Now if you plan on keeping the old Dell, turn it into a HTPC for storing DVD & Blu-Ray images on it, so that you can play them from any tv in the house. Linux is going to be the best OS to run for doing that particular project.


----------



## Blondesense (Sep 23, 2008)

Greg, I appreciate the advice, but the Dell does what I need it to, so I'm not going to invest the $$, and especially the time where it isn't needed. 

I'm really looking for a larger tablet, something in the 8" to 10" range, but I'll check out that website. Thanks. 
I guess GPS is just not available with the bigger tablets. Not surprising really.


----------



## gregzoll (Dec 25, 2006)

Actually it is available on the Android and iPad tablets. You just do not see it on the Windows Surface, because Microsoft in their infinite wisdom thinks that people do not need that feature.

I did find something unique out about the Samsung Galaxy S4 series. It has various sensors, such as Barometric, pressure, temp, humidity, etc onboard, when I was looking at which to go with.

Tablets are meant to be portable and lightweight, not large and bulky light the old ones.


----------



## AJPLeBlanc (Feb 14, 2013)

I'll be honest with you. The large majority of tablets in the $100 range are total junk. They are typically running a flavor of some older version of Android (can't be upgraded), their touch screens are low tech, and difficult to use, and the feature set leaves a lot to be desired. 

In my opinion, the best way to go is to get a refurbed ipad, or ipad mini. You can pick them up directly from Apple. I got my parents each an iPad 2 16GB (wifi only) for $319 each. 

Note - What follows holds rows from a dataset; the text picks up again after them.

PR #961, opened 2020-01-15
fix(config): reduce timeout duration to increase performance

lrubiorod:


lrubiorod:
> _**Make your commitments in 3 seconds or go to hell!!!**_

Now the timeout is in 15 seconds (half testnet epoch), but the problem is that when you commit the RetrieveTimeout error, rest of nodes are in mining block mode, so that commit will be deleted in the next epoch. Your commitment has to be created and distributed by all the nodes before than half epoch ( or less if NTP is not properly working)

tmpolaczyk:
Probably `2/5` of an epoch should be enough?

PR #1509, opened 2020-09-03
feat(reputation): implement a tie breaker for sort based on hash

### LINKED ISSUE #1507: Improve tie breakear in "get_rep_ordered_ars_list" function

lrubiorod:
Close #1507

### DIFF
--- a/data_structures/src/chain.rs
+++ b/data_structures/src/chain.rs
@@ -2946,9 +2946,10 @@ impl ReputationEngine {
             .collect()
     }
 }
+
 /// Compare 2 PublicKeyHashes comparing:
 /// First: reputation
-/// Second: PublicKeyHash bytes from an offset
+/// Second: Hashes related to PublicKeyHash and alpha clock || PublicKeyHashes in case of 0 rep
 fn compare_reputed_pkh(
     a: &PublicKeyHash,
     b: &PublicKeyHash,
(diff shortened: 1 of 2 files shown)


data_structures/src/chain.rs
```diff
@@ -2929,8 +2930,21 @@ fn compare_reputed_pkh(
...
+
+            a_bytes.extend(alpha_bytes.clone());
+            b_bytes.extend(alpha_bytes);
+
+            let new_hash_a: Hash = calculate_sha256(&a_bytes).into();
+            let new_hash_b: Hash = calculate_sha256(&b_bytes).into();
+
+            new_hash_a.cmp(&new_hash_b)
+        } else {
+            a.cmp(&b)
```
tmpolaczyk, line 2946: Good idea. But explain why:

```suggestion
            // If both identities have 0 reputation their ordering is not important because they will have the same eligibility, so compare them by PublicKeyHash
            a.cmp(&b)
```

data_structures/src/chain.rs
```diff
@@ -2929,8 +2930,21 @@ fn compare_reputed_pkh(
     let rep_b = rep_eng.trs().get(b).0;
 
     rep_a.cmp(&rep_b).then_with(|| {
-        // FIXME(#1507): implement better tie breaker
-        a.cmp(b)
+        if rep_a > 0 {
+            let alpha_bytes = rep_eng.current_alpha.0.to_be_bytes().to_vec();
```
tmpolaczyk, line 2934: You should be able to remove `.to_vec()` here if you set the type to slice:

```suggestion
            let alpha_bytes: &[u8] = &rep_eng.current_alpha.0.to_be_bytes();
```

tmpolaczyk (approved):

PR #1510, opened 2020-09-03
fix(reputation): avoid substract with overflow

lrubiorod:


data_structures/src/chain.rs
```diff
@@ -3062,7 +3062,7 @@ fn trapezoidal_eligibility(
         calculate_trapezoid_triangle(m, k, active_reputed_ids_len);
 
     // To complete the trapezoid, an offset needs to be added (the rectangle at the base)
-    let remaining_reputation = total_active_rep - total_triangle_reputation;
+    let remaining_reputation = total_active_rep.saturating_sub(total_triangle_reputation);
```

If you're solidly stuck at that pricepoint, I would also recommend an iPad 1 used from CL or ebay. They have GPS in them. However as previously mentioned, these tablets are typically designed for content consumption, not to be an in car GPS replacement.


----------



## Maverick Wolfe (Jan 16, 2014)

Nexus tablets do not have SD Card slots, so look at anything Samsung, or even the TF300 series Tegra 3 or 4 Asus Transformer tablets. there are others out there as well, I've Seen tablets at Gamestop, there's a smaller tablet 8" that I'm looking at that I like the looks of as an intermediate to what I really need and want myself in the long run, here's a link to the gamestop stuff. http://www.gamestop.com/browse/tablets/android/systems?nav=28xu0,13c4-ffff2407-1b8


----------



## rusty baker (Feb 13, 2009)

Just don't buy a Zeepad. They are slow and hard to operate, and the instructions are unreadable.


----------



## hilarytg (Jan 7, 2014)

My friend bought one of those super cheap tablets and its huge dissapointment. It just looks horrible and there are very limited. Still you can browse the net and so on. Better save some more money and buy tablet from 500$ range, youw will not be disapointed. Those cheap models don't have any support whatsoever and if it breaks in 1 month, no getting money back.


----------



## Blondesense (Sep 23, 2008)

I ended up getting a Nextbook. It does what I expect it to do, so for the price I'm very happy with it. There is just no way I could justify spending $500.00 on a toy right now.


----------